__Required action__
Could you reproduce all of the entries below without a single change?

Saved data entries:
= = = =

PR #69, opened 2025-01-23
Fixing params to query not param for admin sprint view

Hanhz2707:
Now begin to configure admin for sprint view, which need to change params. Instead of severaUserId in path as required value, now , it should only be in query, if no severaUserId (which mean no opt in id user), func will return all allocations (admin privillege)


rimz178 (approved):

naStipe (approved):
Beatiful

Jdallos (approved):

PR #72, opened 2025-02-17
Feature 70 creating api specs for skills for employees

### LINKED ISSUE #70: Creating API specs for skills for employees
I will be adding API specs for employees` skills to be used on a skills page.

naStipe:


swagger.yaml
```diff
@@ -1306,6 +1306,141 @@ paths:
...
+      requestBody:
+        description: Updated user with skills
+        required: true
+        content:
+          application/json:
+            schema:
+              $ref: "#/components/schemas/UserWithSkills"
+      responses:
+        "200":
+          description: Created a new User with skills
```
```suggestion
          description: Updated a User with skills
```

swagger.yaml
```diff
@@ -1960,4 +2093,42 @@ components:
...
+      required:
+        - name
+        - years
+        - category
+      properties:
+        name:
+          type: string
+          description: Name of the skill
+        years:
+          type: number
```
Jdallos, line 2110: I can see in the existing skill sheet this is a float so I'd suggest doing the same here for now so it's possible for it to handle non whole years.

 Of course it might be ideal for it to be able to cleanly handle months (rather than decimal which does not allow for representing month). How about a year as a number, but also a month as a number, range 0-12?
I think this design would make it easier in the future for this to be further developed to connect skills to projects which will have run for a certain length of time.

swagger.yaml
```diff
@@ -1306,6 +1306,141 @@ paths:
               schema:
                 $ref: "#/components/schemas/Error"
 
+  "/usersWithSkills":
```
Jdallos: I don't love the name usersWithSkills but I'm not sure of a better one. How about just usersSkills for the endpoints and  UserSkills for the schema?

Jdallos (changes requested):

swagger.yaml
naStipe: Yeah, I agree, that the name does not sound good. I`ll change it according to your suggestion.

swagger.yaml
naStipe: I changed years to months, so that now only the months will be saved and it will be easy to parse it later into years+months, without having to keep two attributes in the database. What do you think of this, is this fine?

Jdallos (approved):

= = = =

__Exercise response__
PR #69, opened 2025-01-23
Fixing params to query not param for admin sprint view

Hanhz2707:
Now begin to configure admin for sprint view, which need to change params. Instead of severaUserId in path as required value, now , it should only be in query, if no severaUserId (which mean no opt in id user), func will return all allocations (admin privillege)


rimz178 (approved):

naStipe (approved):
Beatiful

Jdallos (approved):

PR #72, opened 2025-02-17
Feature 70 creating api specs for skills for employees

### LINKED ISSUE #70: Creating API specs for skills for employees
I will be adding API specs for employees` skills to be used on a skills page.

naStipe:


swagger.yaml
```diff
@@ -1306,6 +1306,141 @@ paths:
...
+      requestBody:
+        description: Updated user with skills
+        required: true
+        content:
+          application/json:
+            schema:
+              $ref: "#/components/schemas/UserWithSkills"
+      responses:
+        "200":
+          description: Created a new User with skills
```
```suggestion
          description: Updated a User with skills
```

swagger.yaml
```diff
@@ -1960,4 +2093,42 @@ components:
...
+      required:
+        - name
+        - years
+        - category
+      properties:
+        name:
+          type: string
+          description: Name of the skill
+        years:
+          type: number
```
Jdallos, line 2110: I can see in the existing skill sheet this is a float so I'd suggest doing the same here for now so it's possible for it to handle non whole years.

 Of course it might be ideal for it to be able to cleanly handle months (rather than decimal which does not allow for representing month). How about a year as a number, but also a month as a number, range 0-12?
I think this design would make it easier in the future for this to be further developed to connect skills to projects which will have run for a certain length of time.

swagger.yaml
```diff
@@ -1306,6 +1306,141 @@ paths:
               schema:
                 $ref: "#/components/schemas/Error"
 
+  "/usersWithSkills":
```
Jdallos: I don't love the name usersWithSkills but I'm not sure of a better one. How about just usersSkills for the endpoints and  UserSkills for the schema?

Jdallos (changes requested):

swagger.yaml
naStipe: Yeah, I agree, that the name does not sound good. I`ll change it according to your suggestion.

swagger.yaml
naStipe: I changed years to months, so that now only the months will be saved and it will be easy to parse it later into years+months, without having to keep two attributes in the database. What do you think of this, is this fine?

Jdallos (approved):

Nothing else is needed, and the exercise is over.